Task to complete
Your job is to retype the whole listing exactly.

Source data
PR #665, opened 2019-03-23
Do not release the channel twice

violetagg:
When a channel is first released to the pool and then closed the
exception below will be created, that's because `release` will be
called twice. In order to prevent the exception creation
check for channel attribute `channelPool` when `closed channel` event
is received and only if it is present then release the channel.

```
java.lang.IllegalArgumentException.<init>(String) IllegalArgumentException.java:52
io.netty.channel.pool.SimpleChannelPool.doReleaseChannel(Channel, Promise) SimpleChannelPool.java:300
io.netty.channel.pool.SimpleChannelPool.release(Channel, Promise) SimpleChannelPool.java:281
io.netty.channel.pool.SimpleChannelPool.release(Channel) SimpleChannelPool.java:271
reactor.netty.resources.PooledConnectionProvider$Pool.release(Channel) PooledConnectionProvider.java:254
reactor.netty.resources.PooledConnectionProvider$DisposableAcquire.lambda$registerClose$0(Channel, Future) PooledConnectionProvider.java:583
```

### DIFF
--- a/src/main/java/reactor/netty/resources/PooledConnectionProvider.java
+++ b/src/main/java/reactor/netty/resources/PooledConnectionProvider.java
@@ -591,7 +591,9 @@ final class PooledConnectionProvider implements ConnectionProvider {
 			}
 			c.closeFuture()
 			 .addListener(ff -> {
-			     pool.release(c);
+			     if (AttributeKey.exists("channelPool")) {
+			         pool.release(c);
+			     }
 			     pool.inactiveConnections.decrementAndGet();
 			     if (log.isDebugEnabled()) {
 			         log.debug(format(c, "Channel closed, now {} active connections and {} inactive connections"),


jim2paterson:
Will this fix will prevent a negative inactive connection count, which I've been seeing in messages like the following showing -144?

`12:18:22.915 [nioEventLoopGroup-9-2] DEBUG r.n.r.PooledConnectionProvider - [id: 0xdec7e6bc, L:/10.28.176.242:62748 - R:example.net/10.26.0.92:8080] Channel connected, now 2 active connections and -144 inactive connections`

As context, I've been trying to make a simple recreate for a problem we see in production that causes a fixed connection pool to believe there are no items available even though all physical connections have been closed and there are no longer any open sockets.  It seems to involve some combination of connection time-out errors and fixed connection pool exhausted (time-out on acquire operation for pool).  So far it has proven quite difficult to come up with a simple recreation, but one of the symptoms I've encountered is a negative inactive connection count.

violetagg:
@jim2paterson Reactor Netty version?

jim2paterson:
0.8.5

violetagg:
@jim2paterson I don't think it is related, this change is only for not creating `IllegalArgumentException`

PR #2090, opened 2022-03-09
Optimize Http2Pool by reducing calls to CLDQ size method

pderop:
The PR provides an enhancement for the Http2Pool in order to reduce  _ConcurrentLinkedDeque.size()_ method calls, which is not a constant time operation. 

Indeed, it has been observed that the CLDQ size method may consume around 18% of CPU when there is a high load of http client requests while all streams are currently unavailable.


simonbasle (approved):

reactor-netty-http/src/main/java/reactor/netty/http/client/Http2Pool.java
```diff
@@ -493,6 +505,30 @@ void recordInteractionTimestamp() {
...
+	void removePending(ConcurrentLinkedDeque<Borrower> borrowers, Borrower borrower) {
+		if (borrowers.remove(borrower)) {
+			PENDING_SIZE.decrementAndGet(this);
+		}
+	}
+
+	int addPending(ConcurrentLinkedDeque<Borrower> borrowers, Borrower borrower, boolean first) {
+		if (first) {
+			borrowers.offerFirst(borrower);
+		} else {
```
violetagg, line 526: checkstyle: else on a new row

```suggestion
		}
		else {
```

violetagg (changes requested):

violetagg (approved):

The completed task
PR #665, opened 2019-03-23
Do not release the channel twice

violetagg:
When a channel is first released to the pool and then closed the
exception below will be created, that's because `release` will be
called twice. In order to prevent the exception creation
check for channel attribute `channelPool` when `closed channel` event
is received and only if it is present then release the channel.

```
java.lang.IllegalArgumentException.<init>(String) IllegalArgumentException.java:52
io.netty.channel.pool.SimpleChannelPool.doReleaseChannel(Channel, Promise) SimpleChannelPool.java:300
io.netty.channel.pool.SimpleChannelPool.release(Channel, Promise) SimpleChannelPool.java:281
io.netty.channel.pool.SimpleChannelPool.release(Channel) SimpleChannelPool.java:271
reactor.netty.resources.PooledConnectionProvider$Pool.release(Channel) PooledConnectionProvider.java:254
reactor.netty.resources.PooledConnectionProvider$DisposableAcquire.lambda$registerClose$0(Channel, Future) PooledConnectionProvider.java:583
```

### DIFF
--- a/src/main/java/reactor/netty/resources/PooledConnectionProvider.java
+++ b/src/main/java/reactor/netty/resources/PooledConnectionProvider.java
@@ -591,7 +591,9 @@ final class PooledConnectionProvider implements ConnectionProvider {
 			}
 			c.closeFuture()
 			 .addListener(ff -> {
-			     pool.release(c);
+			     if (AttributeKey.exists("channelPool")) {
+			         pool.release(c);
+			     }
 			     pool.inactiveConnections.decrementAndGet();
 			     if (log.isDebugEnabled()) {
 			         log.debug(format(c, "Channel closed, now {} active connections and {} inactive connections"),


jim2paterson:
Will this fix will prevent a negative inactive connection count, which I've been seeing in messages like the following showing -144?

`12:18:22.915 [nioEventLoopGroup-9-2] DEBUG r.n.r.PooledConnectionProvider - [id: 0xdec7e6bc, L:/10.28.176.242:62748 - R:example.net/10.26.0.92:8080] Channel connected, now 2 active connections and -144 inactive connections`

As context, I've been trying to make a simple recreate for a problem we see in production that causes a fixed connection pool to believe there are no items available even though all physical connections have been closed and there are no longer any open sockets.  It seems to involve some combination of connection time-out errors and fixed connection pool exhausted (time-out on acquire operation for pool).  So far it has proven quite difficult to come up with a simple recreation, but one of the symptoms I've encountered is a negative inactive connection count.

violetagg:
@jim2paterson Reactor Netty version?

jim2paterson:
0.8.5

violetagg:
@jim2paterson I don't think it is related, this change is only for not creating `IllegalArgumentException`

PR #2090, opened 2022-03-09
Optimize Http2Pool by reducing calls to CLDQ size method

pderop:
The PR provides an enhancement for the Http2Pool in order to reduce  _ConcurrentLinkedDeque.size()_ method calls, which is not a constant time operation. 

Indeed, it has been observed that the CLDQ size method may consume around 18% of CPU when there is a high load of http client requests while all streams are currently unavailable.


simonbasle (approved):

reactor-netty-http/src/main/java/reactor/netty/http/client/Http2Pool.java
```diff
@@ -493,6 +505,30 @@ void recordInteractionTimestamp() {
...
+	void removePending(ConcurrentLinkedDeque<Borrower> borrowers, Borrower borrower) {
+		if (borrowers.remove(borrower)) {
+			PENDING_SIZE.decrementAndGet(this);
+		}
+	}
+
+	int addPending(ConcurrentLinkedDeque<Borrower> borrowers, Borrower borrower, boolean first) {
+		if (first) {
+			borrowers.offerFirst(borrower);
+		} else {
```
violetagg, line 526: checkstyle: else on a new row

```suggestion
		}
		else {
```

violetagg (changes requested):

violetagg (approved):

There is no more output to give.